Premier League 2011-12: Position Analysis CB

By now, some of the features of my analyses are starting to become consistent. As before, I have filtered out any players with fewer than 1000mins playing time in the position of centre back. This means any player with postion ids 5 or 6 (always centre back regardless of whether or not the team plays a back 3,4 or 5). Then I also added players who played position 4 in a defensive 3 or 5. The most notable absence from this list is Nemanja Vidic who only managed 502mins playing time last season.

Next I reviewed strong correlations between wins/draws/losses, goals for and goals conceded against this shortened list of players. I sorted the list by the strongest negative and positive correlations to try to ascertain the key contributing attributes of central defenders to winning games. As ever, several passing fields showed up (all of whom also have strong cross-correlations), so I have been selective in which passing fields I kept and which I removed in order to reduce the bias to teams that either pass much more than average or whose central defenders have more work to do. Any fields that I was able to use a success rate ratio (eg. tackles lost vs tackles won) I did, otherwise I generally used a rate per minute measure.

Much like my previous system for full backs, I split the players into sectors and gave them points (1-6, worst to best) depending on how good they were relative to their peers. Then I added/deducted bonus points. In a similar vein to the full backs analysis, the bonus points cover goals scored, assists, errors leading to goals, penalties conceded and red cards.

Compared to full backs, heading statistics are much more important for centre backs. Headed clearances and aerial duels both had relatively significant correlations to winning games – and not only defensively, but about 2/3 of the goals scored by central defenders (40 out of 62) came from headers. As a result I used both headed clearances and aerial duels in my model, even though they are probably closely correlated. Similarly, ground duels, tackle success and challenges lost may also all be closely linked, but I considered this such an important part of central defender’s role that I included all three – thereby artificially increasing the weighting to those fields.

The final scores are below for all 54 central defenders analysed by this system, with something of a surprise at the top!

Yes, according to my system, Clint Hill was the best centre back last season. Having spent the first part of the season in the Championship (on loan at Nottingham Forest) he came back into favour under Mark Hughes’ reign but still only just played more than 1000mins to qualify for this list (1080mins to be exact). Say what you want about Clint Hill, but he was certainly consistent across most areas, dominating clearances, aerial duels and tackles. Touches per minute and passing success were relative weak points to his game but in a struggling QPR team that is probably not much of a surprise – it seems as though when he did touch the ball, he cleared it! UBT, if you are wondering, stands for ‘unsuccessful ball touch’, another area in which Hill does well.

For those of you doubting my system due to its unconventional winner, the rest of the top 10 (or so) may comfort you, particularly as Kompany and Vermaelen are joint second on 42pts. Kompany didn’t clear the ball anywhere near as frequently as Hill, or indeed most other centre backs, but he excelled in every other area.

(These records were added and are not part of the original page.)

PR #339, opened 2018-03-03
Add ellipsis option for Monitor's fields and total text

o-schneider:
1. Add global ellipsis option for both Monitor's fields and total texts 
2. Add tests infrastructure based on hspec and tests on the new option
3. Add IntelliJ projects files to the gitignore

### DIFF
--- a/.gitignore
+++ b/.gitignore
@@ -13,3 +13,7 @@
 cabal.sandbox.config
 .stack-work
 /web/readme.md
+/.idea/
+/xmobar.iml
+/out/
+/cabal.config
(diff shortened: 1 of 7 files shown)


jaor:
thanks olivier, this looks good (and i really appreciate your
introducing unit tests, something i should have done long, long ago).
would you mind to squash the commits to one, so that we avoid the
biggish cabal.config also in git's history. thanks again!

o-schneider:
Glad you appreciate the PR ! There will certainly be some more coming, that's why I integrated unit tests. ;) . The squash is done and pushed.

PR #340, opened 2018-03-17
Add fallback icon support to MultiCpu

bobtwinkles:
To make the `<autoipat>` pattern truly automatic, there needs to be a fallback
icon set to use when the user hasn't specified enough `--load-icon-patterns`.
This adds the fallback under the name `--fallback-icon-pattern`


jaor:
merged, thanks!

PR #341, opened 2018-03-20
Split Package Into A Library & Executable

prikhi:
Adding a library component lets other Haskell programs generate Config values & run xmobar.

I've structured it so most of the code is in the library, with the executable as a small wrapper that parses the config & cli arguments, does some initialization, & runs the loop.

I moved the Main module into a separate `app/` folder, and nested every other module under the `Xmobar` module. Which meant I had to prepend  `Xmobar.` to every module header & local import. It makes the PR diff huge, I suggest viewing the diff of each commit instead of the whole PR.

I then did the most controversial bit of this PR, I replaced the cabal file with an hpack `package.yaml` file. Stack uses this to generate the cabal file. It adds a `library` section which exposes everything, some global dependencies, ghc options, & conditionals. 

I understand that it's a big, possibly unwanted change & I can revert it to use a cabal file instead, it just made it a little easier for me.

The last 2 commits fix some bugs the package.yaml exposed. I only tested building with the default flags, with the all_extensions flag, &  with all the default flags disabled.

I use this to define xmobar configs & launch xmobar in xmonad. E.g., I can use colors from my `Theme` module in my Config, and compose configurations:

https://github.com/prikhi/xmonad-config/blob/dc8ddf7c67d050c058297c7086da39fcaab7dae8/src/StatusBar.hs#L142-L197 

I do still require some additional code to get xmobar running, but I wasn't sure if that code should live in this repo, or xmonad-contrib, or just my personal config.

I lifted the initialization code from the Main module(minus arg/config parsing) & ran it with forkProcess:

https://github.com/prikhi/xmonad-config/blob/dc8ddf7c67d050c058297c7086da39fcaab7dae8/src/XmobarStub.hs#L48-L74

And probably less related for this repo, I created a named pipe & added a pipereader to the config commands so I could send the workspace status to the forked process:

https://github.com/prikhi/xmonad-config/blob/dc8ddf7c67d050c058297c7086da39fcaab7dae8/src/XmobarStub.hs#L23-L45

Lemme know what you think!


prikhi:
Ah, the travis script directly uses cabal instead of stack... I can update it if we'll keep the package.yaml file, otherwise it should just keep using cabal.

package.yaml
```diff
@@ -0,0 +1,240 @@
...
+    - changelog.md
+    - samples/xmobar.config
+    - samples/xmonadpropwrite.hs
+    - samples/Plugins/helloworld.config
+    - samples/Plugins/HelloWorld.hs
+
+
+dependencies:
+    - base >= 4.0 && < 5
+    - X11 >= 1.6.1
```
prikhi: I kept all the version bounds from the cabal file, but they're probably unnecessary w/ stack?

package.yaml
```diff
@@ -0,0 +1,240 @@
...
+library:
+    source-dirs: src
+    extra-libraries:
+        - Xrandr
+        - Xrender
+    dependencies:
+        - base >= 4.0 && < 5
+        - mtl >= 2.1 && < 2.3
+        - parsec == 3.1.*
+        - stm >= 2.3 && < 2.5
```
prikhi: Same here,  does this override the stack LTS version?

src/Xmobar/Config.hs
```diff
@@ -152,7 +157,12 @@ infixr :*:
...
 -- this function's type signature.
 runnableTypes :: Command :*: Monitors :*: Date :*: PipeReader :*: BufferedPipeReader :*: CommandReader :*: StdinReader :*: XMonadLog :*: EWMH :*: Kbd :*: Locks :*:
+#ifdef INOTIFY
                  Mail :*: MBox :*:
-                 DateZone :*: MarqueePipeReader :*:
+#endif
+#ifdef DATEZONE
+                 DateZone :*:
+#endif
+                 MarqueePipeReader :*:
```
prikhi: I wanted to put MarqueePipeReader after `Locks :*:` but wasn't sure if ordering mattered here.

jaor:
@prikhi sorry for the huge delay... i still plan to look at this! thanks for your patience

prikhi:
@jaor All good, take your time. I'll fix the merge conflicts once you get a chance to review it.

By including both clearances and headed clearances I have effectively doubled the contribution of 2 fields which are very closely linked and also related to the team in which the defender plays – this is food for thought if I revisit this rating system in the future, considering that both Kompany and Vermaelen were certainly disadvantaged by this.

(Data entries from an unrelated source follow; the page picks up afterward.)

PR #265, opened 2024-08-07
State that in DebugLine the end column can be equal to the start column

Naghasan:
GLSL can in some cases generate this pattern.

Note: the document was regenerated using asciidoctor instead of asciidoc, hence the fixes in 3 tables.

### DIFF
--- a/nonsemantic/NonSemantic.Shader.DebugInfo.100.asciidoc
+++ b/nonsemantic/NonSemantic.Shader.DebugInfo.100.asciidoc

For a Newcastle fan, it is sad to see Coloccini sitting rock bottom of the list, particularly as his performances won so much praise in leading Newcastle into 5th place last season. Mike Williamson, his partner for much of the season, was only a few places above in 49th position. Also, England’s centre back pairing at Euro 2012, John Terry and Joleon Lescott (14th and 25th respectively) underperformed several other English defenders – including Rio Ferdinand who was controversially left out of the squad.